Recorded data

________

PR #303, opened 2025-02-27
Adjusting functionality of ReplaceProducer to correctly handle outputs of ProducerGroups

nshadskiy:
This is a more correct fix to the issue https://github.com/KIT-CMS/CROWN/issues/279
And it is accounting for outputs of ProducerGroups that are or aren't written out to the ntuple when they are replaced, which is not fully covered by https://github.com/KIT-CMS/CROWN/pull/280


moritzmolch (approved):
Looks fine to me.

________

Directions for this task
Among the records above, which lines hold the word "github"? Copy each one.

Task solution
This is a more correct fix to the issue https://github.com/KIT-CMS/CROWN/issues/279
And it is accounting for outputs of ProducerGroups that are or aren't written out to the ntuple when they are replaced, which is not fully covered by https://github.com/KIT-CMS/CROWN/pull/280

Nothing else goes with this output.